In the same manner as before, we can construct a set of $K(d)$ function evaluations for random point patterns, and compare them to the observed $K(d)$ function we saw in our original data.
k_test = ripley.k_test(points, keep_simulations=True)
plt.plot(k_test.support, k_test.simulations.T, color='k', alpha=.01)
plt.plot(k_test.support, k_test.statistic, color='orangered')
plt.scatter(k_test.support, k_test.statistic,
cmap='viridis', c=k_test.pvalue < .05,
zorder=4 # make sure they plot on top
)
plt.xlabel('Distance')
plt.ylabel('K Function')
plt.title('K Function Plot')
plt.show()
Again, we can see that the envelopes are generally above the observed function, meaining that our point pattern is dispersed. We can draw this conclusion because the distances are too small, suggesting the pattern is less clustered than otherwise woudl be expected. When points are too regular, their distances tend to be smaller than if they were distributed randomly.
The $L$ function is a scaled version of $K$ function, defined in order to assist with interpretation. The expected value of the $K(d)$ function increases with $d$; this makes sense, since the number of pairs of points closer than $d$ will increase as $d$ increases. So, we can define a normalization of $K$ that removes this increase as $d$ increases.
$$L(d) = \sqrt{\frac{K(d)}{\pi}}-d$$For a pattern that is spatially random, $L(d)$ is $0$ at all $d$ values. So, we can use this standardization to make it easier to visualize the results of the $K$ function:
l_test = ripley.l_test(points, keep_simulations=True)
plt.plot(l_test.support, l_test.simulations.T, color='k', alpha=.01)
plt.plot(l_test.support, l_test.statistic, color='orangered')
plt.scatter(l_test.support, l_test.statistic,
cmap='viridis', c=l_test.pvalue < .05,
zorder=4 # make sure they plot on top
)
plt.xlabel('Distance')
plt.ylabel('K Function')
plt.title('K Function Plot')
plt.show()
In this example, we are going to generate a point pattern as the "observed" point pattern. This ensures that the data generating process is completely spatially random. Then, we will simulate CSR in the same domain for 100 times and construct evaluate the ripley functions for these simulations.
import geopandas
df = geopandas.read_file(ps.examples.get_path("vautm17n.shp"))
state = df.geometry.cascaded_union
Generate the point pattern pp (size 100) from CSR as the "observed" point pattern.
pattern = ripley.simulate(state, size=100)
before we go any further, let's visualize these simulated values:
df.plot()
plt.scatter(*pattern.T, color='orangered', marker='.')
plt.show()
<matplotlib.collections.PathCollection at 0x7fa1a2827890>
And, let's check if there are 100 points:
pattern.shape
(100, 2)
Yep! So, next to simulate a set of realizations in the same manner, we can use the size
argument again, just like the numpy.random
simulators. This means that, to simulate $K$ realizations of a pattern of size $N$, then we use simulate(hull, size=(N,K)

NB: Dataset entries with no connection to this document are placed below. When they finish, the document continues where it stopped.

PR #1166, opened 2026-04-02
Add the Skip softmax for diffusion

jingyu-ml:
### What does this PR do?

Type of change: new feature, new example  

## Summary

- Add skip-softmax sparse attention (BLASST) for diffusion models via dedicated Triton kernels — an inference kernel with tile skipping and a calibration kernel with vectorized multi-threshold sparsity measurement
- Add `triton_skip_softmax` method with exponential model calibration (`scale_factor = a * exp(b * sparsity)`) and log-space fitting for diffusion models
- Add Triton kernel backends for diffusers and LTX attention dispatch
- Fix calibration to skip RULER dataset generation when user provides their own `forward_loop` (required for non-LLM models)

### Triton kernels (`modelopt/torch/kernels/triton_fa.py`)
- **`_attn_fwd`**: Forward kernel with optional tile skipping — tiles whose max attention score is far below the running softmax max are skipped entirely (no V load, no softmax, no accumulation). Runtime sparsity measurement via atomic counters.
- **`_attn_fwd_calibrate`**: Calibration kernel that computes full attention while measuring how many tiles would be skipped at each of N thresholds simultaneously. Uses per-program output buffers (zero atomic contention) and vectorized multi-threshold comparison.
- **`attention()`** / **`attention_calibrate()`**: Python wrappers for inference and calibration kernels.

### Kernel backends (`modelopt/torch/sparsity/attention_sparsity/kernels/`)
- **`diffusers_triton_attention.py`**: Registers `modelopt_triton` backend in diffusers' attention dispatch. Handles [B, S, H, D] → varlen layout conversion, calibration/inference mode switching, thread-local configuration, and counter accumulation.
- **`ltx_triton_attention.py`**: Patches `ltx_core.Attention` modules for Triton dispatch with the same calibration/inference modes.

### Method (`modelopt/torch/sparsity/attention_sparsity/methods/triton_skip_softmax.py`)
- `TritonSkipSoftmaxMethod`: Context managers for calibration (→ calibration kernel) and inference (→ forward kernel with tile skipping). Three threshold priority levels: raw threshold > calibrated scale_factor > static threshold.

### Calibration (`modelopt/torch/sparsity/attention_sparsity/calibration/`)
- **`calibrator.py`**: `DynamicThresholdCalibrator` with `fit_logspace` option — fits exponential model in log space (minimizes relative error) for diffusion models where scale_factors span many orders of magnitude. Records observed sparsity range for extrapolation warnings.
[...]

PR #1227, opened 2026-04-09
[2/3] Implicit Gemm NVFP4

jingyu-ml:
### What does this PR do?

Type of change: new feature 

- Add Conv3D implicit GEMM kernel with BF16 WMMA tensor cores and fused NVFP4 activation quantization for video diffusion VAE layers
- Integrate into _QuantConv3d via QuantModuleRegistry — automatically dispatched when NVFP4 quantization is applied to nn.Conv3d
- Move kernel from `experimental/conv/ to modelopt/torch/kernels/conv/`; move tests to `tests/gpu/torch/quantization/kernels/`

### Testing

- Added test cases to measure the difference between cuDNN and our CUDA implicit GEMM kernel
- Added an NVFP4 fake quantization test using CUDA code

## Summary by CodeRabbit

* **New Features**
  * Per-backbone quantization/export in a single run with per-backbone checkpoints and backbone-aware quant filters
  * Configurable NVFP4 block-size via CLI/config; improved NVFP4 Conv3D inference path and Wan 2.2 quantization support
* **Bug Fixes**
  * Video-model calibration now respects extra params and forces video decoding during calibration
* **Documentation**
  * Added comprehensive Conv3D implicit‑GEMM kernel documentation; removed experimental Conv3D prototype docs/benchmark
* **Tests**
  * New Wan 2.2 quantization/export tests and expanded Conv3D/FP4 kernel test coverage


sychen52 (approved):

Edwardf0t1 (commented):
## Review

### Overview
Promotes the Conv3D implicit GEMM CUDA kernel (BF16 WMMA + fused NVFP4 activation quant) from `experimental/` to `modelopt/torch/kernels/conv/`, wires it into `_QuantConv3d` via `QuantModuleRegistry` so NVFP4-configured `nn.Conv3d` layers dispatch automatically, and adds `WanCausalConv3d` support for diffusers VAE. Also overhauls the diffusers quantization example for per-backbone (transformer + VAE) quantize/restore/export, and ships a large batch of correctness tests (+1121/-503, CI fully green).

### Strengths
- **Excellent kernel test coverage**: input validation, dtype preservation (FP16/BF16), non-contiguous inputs, combined conv params, FP4 advanced paths, zero/degenerate inputs, numerical stability, and exact tile-boundary tests. Monotonicity simplified sensibly.
- Clean calibration→inference split in `_QuantConv3d.forward`: falls back to cuDNN during `_if_calib and not _if_quant` for speed.
- End-to-end Wan 2.2 tests exercise quantize + restore + HF export for INT8/FP8/FP4.
- Per-backbone iteration (`iter_backbones`) + per-backbone checkpoints (`{name}.pt`) is a nice generalization over the single-backbone assumption.
- README is honest about limitations (inference-only, BF16 rounding error scales with √K, groups=1).

### Issues

**Correctness / risk**
- **QAT / training mode not guarded**: `_should_use_implicit_gemm()` returns True as long as both quantizers are NVFP4 and the kernel imports. The README says the kernel is inference-only (`@torch.no_grad`), but nothing in the dispatch checks `self.training`. A user who runs QAT on an NVFP4 Conv3D will silently enter the implicit-GEMM path and lose gradients. Recommend gating on `self.training is False` (or `not torch.is_grad_enabled()`).
- **Stale dispatch cache**: `_should_use_implicit_gemm` memoizes the answer on `self._use_implicit_gemm`. If a user later toggles a quantizer (disable/enable, change block_size) on a live module, the cache is wrong. Either drop the cache or invalidate it in a quantizer setter hook.
- **`check_conv_and_mha` behavior change**: previously `Conv3d` was auto-disabled for FP4; now it is not. Combined with the new NVFP4 Conv3D path, this silently *enables* FP4 quantization on Conv3D layers inside non-VAE backbones for any existing user workflow that relied on the old behavior. Worth calling out in the PR description / CHANGELOG more explicitly than "new feature."
- **Weight-quantizer block layout assumption**: `_nvfp4_quantize_weight_along_k` flattens weight to `[Cout, Cin*kD*kH*kW]` and passes it to `weight_quantizer`. This only produces correct blocks if the quantizer's `block_sizes` maps `-1: N` (block on last axis). `_is_nvfp4_quantizer` doesn't verify that — if a user configures block_sizes on a named axis (e.g., `block_sizes={2: 16}` for the Conv3D K axis), the guard passes, the flatten silently mis-aligns blocks, and results drift. Add an assertion or make the check stricter.

**Private-API coupling**
- `self.input_quantizer._get_amax(input)`, `self.input_quantizer._block_sizes.get(-1, 16)`, `self.input_quantizer._if_calib`, `self.input_quantizer._if_quant` — four separate underscore-prefixed attributes. `_is_nvfp4_quantizer` uses the public `block_sizes`, so the naming is inconsistent. Please expose public accessors or at least document why these private fields are load-bearing.

**`_QuantDiffusersWanCausalConv3d`**
- Duplicates the forward dispatch logic from `_QuantConv3d.forward` (the `_should_use_implicit_gemm + _if_calib/_if_quant` gate). If `_QuantConv3d.forward` ever changes (e.g., the QAT gate above), the child silently diverges. Factor the gate into a shared helper.
- `torch.nn.Conv3d.forward(self, input)` is used to bypass the Wan-specific causal padding — works today but depends on WanCausalConv3d's internal decision to set `self.padding=(0,0,0)`. A comment explaining that dependency would help reviewers.
- `except ImportError: pass` around the whole registration silently hides any non-ImportError bugs in registration (e.g., a `QuantModuleRegistry.register` AttributeError).

**Example script**
- The `forward_loop` closure in `main()` is defined inside the `for backbone_name, backbone in …` loop. The closure captures nothing backbone-specific, so it happens to work, but a future edit that references `backbone` inside the lambda would silently late-bind to the last value. Either define it outside or add a comment.
- Per-backbone quant config is re-derived each iteration via `get_quant_config(...)`, but `copy.deepcopy` inside only runs when `block_size != 16`. When block_size is 16 (default), the same dict is shared across backbones; if `quantize_model` mutates it (e.g., via `mtq.quantize` post-processing), later backbones see the mutation. Deepcopy unconditionally, or confirm `mtq.quantize` doesn't mutate.

**Tests**
- No end-to-end test for the NVFP4 implicit-GEMM integration in `_QuantConv3d` — all kernel tests call `cuda_conv3d` directly; there is no test that exercises `_QuantConv3d.forward → _implicit_gemm_forward` and compares against the default cuDNN path. Easy miss for the dispatch guard logic and the weight-flatten path.
- `test_wan22_int8_smoothquant` is not GPU-gated; fine if CI's Linux runner has CUDA, but worth confirming.
- Integration tests depend on `_test_utils.torch.diffusers_models.create_tiny_wan22_pipeline_dir`, which I believe was introduced in PR #1166 — if this lands first, the tests will fail to import.

**Minor**
- Deleted `experimental/conv/bench_implicit_gemm.py` removes the only perf-reporting tool; consider moving it to `tools/` or `benchmarks/` instead of dropping it.
- `copy` imported inside `get_quant_config` — hoist to module-level.

### Recommendation
**Approve with changes.** The kernel move + test expansion is solid. Before merge please add: (1) QAT/training-mode guard, (2) stricter NVFP4 block-layout check (or doc assumption), (3) at least one end-to-end test that goes through `_QuantConv3d.forward` with the implicit-GEMM path, and (4) shared dispatch helper between `_QuantConv3d` and `_QuantDiffusersWanCausalConv3d`. The private-API coupling is a smell but not a blocker.

Edwardf0t1 (approved):
LGTM, please check AI's reviews.

modelopt/torch/quantization/nn/modules/quant_conv.py
```diff
@@ -62,12 +64,87 @@ class QuantConv2d(_LegacyQuantLinearConvBaseMixin, nn.Conv2d):
...
+        return self.output_quantizer(output)
+
+    def forward(self, input, *args, **kwargs):
+        """Forward with implicit GEMM for NVFP4, default path otherwise."""
+        if not self._should_use_implicit_gemm():
+            return super().forward(input, *args, **kwargs)
+
+        if self.training:
+            warnings.warn(
+                "Implicit GEMM Conv3D kernel is inference-only and does not support training. "
```
mxinO, line 133: For NVFP4 (or block-wise quant), Is there a reason to fall back the general gemm quantization path? If it can't be used in inference, there is no reason to keep that path, then we should raise an error instead if "NVFP4 Weight & input + training" is using, or the fallback should be im2col, but that cost is too high I assume.

mxinO (commented):
I noticed the kernel is now putting at a top-level folder `torch/kernels`, our previous kernel is putting at subfolders, e.g. `quantization/src`. This folder seems from @kaix-nv 's attention kernel. Did we get aligned about this? For me it's more clear that putting quantization kernels in quantization folder and sparse kernels in sparse folder. cc @kevalmorabia97 @realAsma

shengliangxu:
> I noticed the kernel is now putting at a top-level folder `torch/kernels`, our previous kernel is putting at subfolders, e.g. `quantization/src`. This folder seems from @kaix-nv 's attention kernel. Did we get aligned about this? For me it's more clear that putting quantization kernels in quantization folder and sparse kernels in sparse folder. cc @kevalmorabia97 @realAsma

I actually like the kernel being in their own top level dir. It's more clear overall architecture wise

kevalmorabia97:
> > I noticed the kernel is now putting at a top-level folder `torch/kernels`, our previous kernel is putting at subfolders, e.g. `quantization/src`. This folder seems from @kaix-nv 's attention kernel. Did we get aligned about this? For me it's more clear that putting quantization kernels in quantization folder and sparse kernels in sparse folder. cc @kevalmorabia97 @realAsma
> 
> I actually like the kernel being in their own top level dir. It's more clear overall architecture wise

I personally would like algorithm specific kernels in their subfolders and general kernels at top level so top-level is clean and someone working on say quantization knows what kernels they need to look at and not be worried about other unrelated kernels

mxinO:
> I actually like the kernel being in their own top level dir. It's more clear overall architecture wise.
Even we have a top-level folder, we should have a clear subfolder structure, e.g. 
```
kernels/
    common
    quanitzation
         conv
         gemm
    sparisity
         atttention
         gemm
```
If we choose to have top-level kernel folder, then we need move previous kernels here.

kevalmorabia97 (approved):

modelopt/torch/quantization/nn/modules/quant_conv.py
jingyu-ml: Resolved, thanks! Go ahead and remove the cuDNN path.

jingyu-ml:
> > I actually like the kernel being in their own top level dir. It's more clear overall architecture wise.
> > Even we have a top-level folder, we should have a clear subfolder structure, e.g.
> 
> ```
> kernels/
>     common
>     quanitzation
>          conv
>          gemm
>     sparisity
>          atttention
>          gemm
> ```
> 
> If we choose to have top-level kernel folder, then we need move previous kernels here.

This make more sense to me, I will change the kernel structure in the next PR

. For just one realization, we can use size=N
.
random_realizations = ripley.simulate(state, size=(100,100))
To show the random pattern is truly random, we can visualize all of the points:
df.plot(facecolor='none', edgecolor='k')
plt.scatter(*random_realizations.T, marker='.', s=2)
plt.scatter(*pattern.T, color='orangered', marker='.')
plt.show()
Let's now compute the G
function for the observed pattern as well as all the realizations we just made.
observed_g = ripley.g_function(pattern)
comparison_g = [ripley.g_function(realization, support=observed_g[0])
for realization in random_realizations]
plt.plot(*observed_g, color='orangered')
[plt.plot(*comparison, color='k', alpha=.01)
for comparison in comparison_g]
plt.show()
All other functions work identically!